■ Work instructions: Work out the number of lines with the word "logic" in the material below, then reply with that number only.

■ Records for this exercise:

PR #241, opened 2023-10-19
Improve core logic and useResolvedExtensions hook

vojtechszocs:
Notable changes
- update `resolveCodeRefValues` function to never reject and use `onResolutionErrors` callback instead
- add options to `useResolvedExtensions` hook for better control over code reference resolution errors
- remove "disable associated plugins on code reference resolution errors" logic in `useResolvedExtensions` hook


florkbr (approved):

florkbr:
Overall looks good to me and should allow applications to decide if a plugin should be disabled :shipit:

PR #246, opened 2023-11-03
Revert base image to name:tag in CI buildroot dockerfile

vojtechszocs:
It seems that Quay repo doesn't support referencing older container image builds via `name@sha256:digest` so we switch back to using `name:tag` again.


jhadvig (approved):
/lgtm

■ Solved exercise: 2